PR #373, opened 2025-02-10
Create steve helpers for OS checks

susesgartner:
Related Rancher PR: https://github.com/rancher/tests/pull/37
Description: 
1. Created a new func for accessing the ec2 client which will be used for accessing ami data for the OS checks
2. Made some changes to the steve.go to fix a bug and to allow it to be more generic so it can be used in a node reboot helper. (this includes updates to all functions that utilze this)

» **Exercise prompt**
In the listing above, count every line that contains the word "steve" and give the number with no comment.

» **Written answer**
2